PR #265, opened 2022-10-04
Relation: Make `where` return a fresh relation to avoid leaking scopes

pfeiffer:
This PR fixes issue #257 where scopes are leaking. The issue can lead to wildly unexpected behavior.

Previously calling `.where(..)` would mutate the original relation.

#### Before this change
```ruby
expect(countries.size).to eq 2
expect(countries.where(name: "US").size).to eq 1
expect(countries.size).to eq 2 # ❌ Fails as previous line mutated the `countries` object
```

#### After this change
```ruby
expect(countries.size).to eq 2
expect(countries.where(name: "US").size).to eq 1
expect(countries.size).to eq 2 # ✅ Passes as the previous line returned a new relation keeping the original
```

The change also makes the "dirty tracking" in `Relation` unnecessary as Relations are immutable.

### DIFF
--- a/lib/active_hash/relation.rb
+++ b/lib/active_hash/relation.rb
@@ -11,16 +11,14 @@ module ActiveHash
       self.klass = klass
       self.all_records = all_records
       self.query_hash = query_hash
-      self.records_dirty = false
-      self
     end
 
     def where(query_hash = :chain)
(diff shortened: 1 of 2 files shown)


pfeiffer:
See also the #268 as an alternative which addresses the root of the issue.

kbrock:
Going with #268

Issue #2198, opened 2023-02-02
Only set object slug if not set


solverat:
| Q                | A
| ---------------- | -----
| Bug report?      | yes
| Feature request? | no
| BC Break report? | no
| RFC?             | no

https://github.com/coreshop/CoreShop/blob/3b0eccb3d1f427ce4a9526a4ae3588796dc6459d/src/CoreShop/Component/Pimcore/Slug/DataObjectSlugGenerator.php#L81

If the slug has been set once, it never should get touched again from the `DataObjectSlugGenerator`. Currently, the slug gets updated and re-adjusted, if the category/product name has changed.

There are two reasons, why this should be done:
- SEO: If the content manager changes the product name, the URL should not (necessarily) change
- The content manager may want to change the slug to a complete different slug

TL;DR: Setting the slug automatically is ok - but only if the (localized) slug field is empty.

dpfaffenbauer:
SEO: Pimcore automatically creates a redirect for changed slugs, so the URL is still available.

solverat:
Yes, I'm aware of that. But every redirect counts as a negative impact and should be prevented as much as possible.

solverat:
@dpfaffenbauer Yes!! 💪

PR #2236, opened 2023-03-22
Make URL slugs overwritable

BlackbitDevs:
| Q             | A
| ------------- | ---
| Bug fix?      | yes
| New feature?  | yes
| BC breaks?    | no
| Deprecations? |no

Currently the URL slugs are always regenerated during saving. There is no way to manually change a URL. 
Even worse, in https://github.com/coreshop/CoreShop/blob/75d7f0b2e8d72b9537c948d896c8e6d2e27bd356/src/CoreShop/Component/Pimcore/Slug/DataObjectSlugGenerator.php#L67-L68
`$newSlug` is the generated one and `$existingSlug` is the one which may have been changed with the objects setter method (`$sluggable->setSlug()`). 
Example:
I have a product with `name=my product` and set the slug in the pimcore backend to be `/en/product-123`. When this gets saved, the slug `/en/my-product` gets generated. With above code not only the manually set slug gets reset to `/en/my-product` but moreover there will also be a redirect generated for `/en/product-123` to `/en/my-product`.

With this PR the URL slug gets generated if none exists but it does not use the generated one when there already is a slug set.

### DIFF
--- a/src/CoreShop/Component/Pimcore/Slug/DataObjectSlugGenerator.php
+++ b/src/CoreShop/Component/Pimcore/Slug/DataObjectSlugGenerator.php
@@ -70,8 +70,10 @@ class DataObjectSlugGenerator implements DataObjectSlugGeneratorInterface
                             // $existingSlug is the slug to be saved from backend
                             $dbSlug = null;
                             if($sluggable instanceof Concrete) {
+                                /** @psalm-suppress InternalMethod */
                                 $dbSlug = $sluggable->retrieveSlugData(['fieldname' => 'slug', 'ownertype' => 'object', 'position' => $language, 'siteId' => $existingSlug->getSiteId()])[0]['slug'] ?? null;
                                 if ($dbSlug === null) {
+                                    /** @psalm-suppress InternalMethod */
                                     $dbSlug = $sluggable->retrieveSlugData(['fieldname' => 'slug', 'ownertype' => 'object', 'position' => $language])[0]['slug'] ?? null; // fallback slug
                                 }
                             }


src/CoreShop/Component/Pimcore/Slug/DataObjectSlugGenerator.php
```diff
@@ -41,7 +42,10 @@ public function generateSlugs(SluggableInterface $sluggable): void
                 new UrlSlug($fallbackSlug, 0),
             ];
             $actualSlugs = [];
+            $inheritanceEnabled = AbstractObject::getGetInheritedValues();
```
dpfaffenbauer, line 45: use CoreShops Inheritance Helper

dpfaffenbauer (changes requested):

src/CoreShop/Component/Pimcore/Slug/DataObjectSlugGenerator.php
BlackbitDevs: Thx, done.

BlackbitDevs:
@dpfaffenbauer What do you think about PhpStan complaining about `Call to an undefined method CoreShop\Component\Pimcore\Slug\SluggableInterface::retrieveSlugData()`? This is a Pimcore core method https://github.com/pimcore/pimcore/blob/765832f0dc5f6cfb296a82e089b701066f27bcef/models/DataObject/Concrete.php#L849 - add it to the `SluggableInterface`?

solverat:
Related issue: https://github.com/coreshop/CoreShop/issues/2198

src/CoreShop/Component/Pimcore/Slug/DataObjectSlugGenerator.php
```diff
@@ -41,7 +43,9 @@ public function generateSlugs(SluggableInterface $sluggable): void
                 new UrlSlug($fallbackSlug, 0),
             ];
             $actualSlugs = [];
-            $existingSlugs = $sluggable->getSlug($language);
+            $existingSlugs = InheritanceHelper::useInheritedValues(function() use ($sluggable, $language) {
+                return $sluggable->getSlug($language);
+            }, false);
```
jdreesen, line 48:
```suggestion
            $existingSlugs = InheritanceHelper::useInheritedValues(
                fn () => $sluggable->getSlug($language),
                false,
            );
```

dpfaffenbauer:
@BlackbitDevs adding the function to the SluggableInterface also means that "parent" classes need to implement it. What if we type check for Concrete?

BlackbitDevs:
> @BlackbitDevs adding the function to the SluggableInterface also means that "parent" classes need to implement it. What if we type check for Concrete?

Perfectly fine for me ;)
Will adjust the code.

dpfaffenbauer:
@BlackbitDevs can you check the tests pls?

BlackbitDevs:
Ok, the remaining Psalm error is
`InternalMethod - src/CoreShop/Component/Pimcore/Slug/DataObjectSlugGenerator.php:73:55 - The method Pimcore\Model\DataObject\Concrete::retrieveSlugData is internal to Pimcore but called from CoreShop\Component\Pimcore\Slug\DataObjectSlugGenerator::generateSlugs`
What to do? Copy the method to Coreshop? Or ask Pimcore to remov the `@internal`?

dpfaffenbauer:
@BlackbitDevs  ```/** @psalm-suppress InternalMethod */```

dpfaffenbauer:
thanks a lot @BlackbitDevs

PR #2237, opened 2023-03-22
re-implement expression evaluation

solverat:
| Q             | A
| ------------- | ---
| Bug fix?      | yes
| New feature?  | no
| BC breaks?    | no
| Deprecations? | no
| Fixed tickets | --

This PR enables the expression language,

### DIFF
--- a/src/CoreShop/Bundle/ResourceBundle/Validator/Constraints/UniqueEntityValidator.php
+++ b/src/CoreShop/Bundle/ResourceBundle/Validator/Constraints/UniqueEntityValidator.php
@@ -39,7 +39,7 @@ final class UniqueEntityValidator extends ConstraintValidator
     protected function evaluateExpression(array $value): array
     {
         foreach ($value as $i => $item) {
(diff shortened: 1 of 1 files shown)


dpfaffenbauer:
Shouldn't we revert that to how it was before before?

```php
    protected function evaluateExpression($value)
    {
        if (is_array($value)) {
            foreach ($value as $i => $item) {
                $value[$i] = $this->evaluateExpression($item);
            }

            return $value;
        }

        try {
            return $this->expressionLanguage->evaluate($value, ['container' => $this->container,]);
        } catch (SyntaxError $e) {
            // do not throw any exception but simple return value instead
            return $value;
        }
    }
```

solverat:
@dpfaffenbauer I also thought about this. 

The reason this has been changed is that the validator now only accept an `array` in `fields`, therefore it is not required anymore to check it against the `is_array`statement.

But that's just a guess.

dpfaffenbauer:
I see @solverat , than its fine

dpfaffenbauer (approved):

PR #2240, opened 2023-03-27
Fix multiselect filter when work with array

lexwm:
There was a problem with the display of the multiselect filter on the frontend.
During the analysis, it turned out that the multiselect processor extracts all possible options for a specific field and then works with the array.
The current kernel code did not assume this.

I've made corrections to imply that the selected filter value can be not only a string or a number, but it can also be an array.


dpfaffenbauer:
@lexwm Please also sign the CLA

PR #2252, opened 2023-04-15
[Next] Pimcore 11 compatibility

dpfaffenbauer:
Keeping compatibility between Pimcore 10 and 11, is not worth the effort. CoreShop 3.1 will be the last feature release, 4.0 will then only be compatible with Pimcore 11.

Todo:
 - [ ] Workflow Callbacks - dependency inject services that are used
 - [x] Admin Controllers: Move to Service Subscribers


dpfaffenbauer:
FINALLY ALL GREEN :)

PR #2254, opened 2023-04-18
Use shipping address of logged in customer for tax calculation

BlackbitDevs:
| Q             | A
| ------------- | ---
| Bug fix?      | yes
| New feature?  |no
| BC breaks?    | no
| Deprecations? |no

Assume we have a store with base country DE:
Bildschirmfoto 2023-04-18 um 14 02 26

And we have tax rule 19% VAT for country Germany and 0% VAT for all other countries:
Bildschirmfoto 2023-04-18 um 14 02 05

Initially without being logged-in the taxes shown on the website will be based on the store's base country. This is correct.
But when the client logs in, we already know his default address. In the checkout this gets used anyway but not when browsing through the site. On the site we still see taxes based on the store's base country. 
With this PR the logged-in customer's address will get used for displaying taxes also when browsing the shop.


dpfaffenbauer (approved):

dpfaffenbauer:
thanks @BlackbitDevs

PR #2259, opened 2023-04-25
Update docs

dpfaffenbauer:


solverat:
image

🤯

Nice!

dpfaffenbauer:
@solverat I think most of it comes from using the same Theme as Pimcore :D. But I also adapted the Configuration a lot.

PR #2261, opened 2023-04-26
Adjusted locale switcher for internal shop pages without translations

BlackbitDevs:
| Q             | A
| ------------- | ---
| Bug fix?      | yes
| New feature?  | no
| BC breaks?    | no
| Deprecations? | no

Existing locale switcher doesn't change locale for static route pages such as /shop/login, /shop/cart, /shop/customer/profile etc. This happens because `$document` in https://github.com/coreshop/CoreShop/blob/738d977fea986e9ab13145c53b25ee00ed84f454/src/CoreShop/Bundle/FrontendBundle/Twig/LocaleSwitcherExtension.php#L50 relates to the document whose leftmost path matches the current URL. When you only have `/shop` as document but the remaining CoreShop pages are handled via static routes, even a request for `/shop/login` will have `$document = /shop`. Of course this document may have translations and so the wrong links get created.

This PR checks if a static route has been used for current request. In this case links for this static route (but for other locale) will get created. This avoids having to add all internal shop pages as Pimcore Documents.

### DIFF
--- a/src/CoreShop/Bundle/FrontendBundle/Twig/LocaleSwitcherExtension.php
+++ b/src/CoreShop/Bundle/FrontendBundle/Twig/LocaleSwitcherExtension.php
@@ -92,7 +92,7 @@ final class LocaleSwitcherExtension extends AbstractExtension
                 $route = $this->getMainRequest()->attributes->get('_route');
                 $staticRoute = Staticroute::getByName($route);
                 $params = [];
-                if (strpos($staticRoute->getVariables(), '_locale')) {
+                if ( str_contains($staticRoute->getVariables(), '_locale') ) {
                     $params = ['_locale' => $language];
                 }
                 $link = $this->container->get('router')->generate($route, $params);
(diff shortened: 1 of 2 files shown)


src/CoreShop/Bundle/FrontendBundle/Twig/LocaleSwitcherExtension.php
```diff
@@ -35,6 +37,7 @@ public function __construct(
         private Document\Service $documentService,
         private ShopperContextInterface $shopperContext,
         private RequestStack $requestStack,
+        protected ContainerInterface $container,
```
dpfaffenbauer, line 40: never ever inject the whole container! inject what you need, in this case RouterInterface.

dpfaffenbauer (changes requested):

src/CoreShop/Bundle/FrontendBundle/Twig/LocaleSwitcherExtension.php
dpfaffenbauer: @BlackbitDevs I made the change now. We are preparing the release today

dpfaffenbauer (approved):

src/CoreShop/Bundle/FrontendBundle/Twig/LocaleSwitcherExtension.php
BlackbitDevs: Thanks @dpfaffenbauer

### Try it
Your answer should consist of the lines above that hold the word "redirect", copied exactly.

### Result of the exercise
SEO: Pimcore automatically creates a redirect for changed slugs, so the URL is still available.
Yes, I'm aware of that. But every redirect counts as a negative impact and should be prevented as much as possible.
I have a product with `name=my product` and set the slug in the pimcore backend to be `/en/product-123`. When this gets saved, the slug `/en/my-product` gets generated. With above code not only the manually set slug gets reset to `/en/my-product` but moreover there will also be a redirect generated for `/en/product-123` to `/en/my-product`.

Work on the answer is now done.